There’s always something to howl about.

My life as a dog: Five years of BloodhoundBlog.

Tomorrow is the fifth anniversary of BloodhoundBlog. Here is where we started, with a question that haunts me to this very day:

If almost-as-good is free or nearly free, what is the market value of slightly-better?

At the time that we launched, Zillow, Trulia and Redfin were new kids on the block, and traditional Realtors were casting a wary eye over their shoulders. It was an interesting time to write about real estate, even though some of what I wrote in those days seems comically stoopid to me by now.

(Caveat lector: Our archives always repay effort. I could wish that someone would comb through them and pull out the true gems — the category Enduring Interest is crying out for such a treatment. But even without that helpful handiwork, if you haven’t learned everything we have taught here, you could do worse than giving our posts over the past five years your regular attention.)

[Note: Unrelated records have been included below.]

PR #643, opened 2024-05-29
Clean database close attempt

AssemblyJohn:
## Describe your changes

Added a clean database close in the SQL destructor.

### DIFF
--- a/include/ocpp/v201/device_model_storage_sqlite.hpp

I love this place, and I love the work we have done here, but I can’t revisit the history of BloodhoundBlog without some sadness — and sadness is an emotion I’ve wanted for my whole life to know nothing about. But it remains that my most important goal for this weblog — unchained Realtors — remains unfulfilled.

Too much the contrary. Most of the people who were writing in the RE.net when BloodhoundBlog was young are on the slave-master side of the table by now, either as vendorsluts, Judas goats — or both. It’s not hard for me to deplore this outcome, but none of it would be possible without the active participation of the slaves, who line up to be yoked with an ox-like complacency. Despite all the opportunities technology affords us to break free of the brokers, the NAR, the Inmannequins, et infinitely cetera, there is something about most Realtors that seems to crave dependency, subordination and the attendant exploitation.

In response to this outcome, I must admonish myself with the words I have deployed on so many other people over the years: Cultivate indifference. For five years and more, we have been just that close to smashing all the icons, ridding ourselves forevermore of the vampires who have fed on us since 1910, at the least. But: The only mind I can change is my own. The only life I can make better is my own. The only business I can rightfully attend to is my own.

And this I have been doing. I sell a lot. I list now and then. I’m building the property management business. I’m writing software when I have time, and the software I’m writing does subtle and interesting things that slide right under the radar of my competition — assuming they’re paying attention to anything, anyway. I have new things coming, and I have so many ideas that I have had to resign myself to the fact that I will probably die before I can implement even half of them. What I don’t have much of, right now, is sympathy for my fellow oxen, stolidly traipsing around in circles, grinding flour for other people’s bread.

I would that things were different, but they’re not. There is no catcher in the rye, and it is not my purpose in life to incite the fury of lemmings for committing the awful crime of rescuing them from their chosen fate. The uniquely human life is never about zero, no matter how tragic and unnecessary zero might be.

Here is what I have: I am 51 years old, and yet I have never been a day over 19 in my mind. I caught myself last week feeling particularly young, and I had to remind myself consciously of how many birthdays I have seen. I live in a home I love, and despite repeated attempts over the past three years, I haven’t managed to lose it to foreclosure. I am in love with the sexiest GILF in the world, and our marriage has never been stronger than it is right now. I’m making money, and I’m on the bleeding edge of making a lot of money. My life is not without sorrow, sad to say, but my life has always been a thing of Splendor, and that just gets better year by year.

So here’s to BloodhoundBlog at five. Here’s to dogs without chains, to oxen without yokes and to minds free to map the illimitable everything of the uniquely human life. If you are not free, I’m sorry for you. But I am as free as I can make myself, and that matters to me more than anything.

Old Bushmills, three fingers, over ice. Cheers!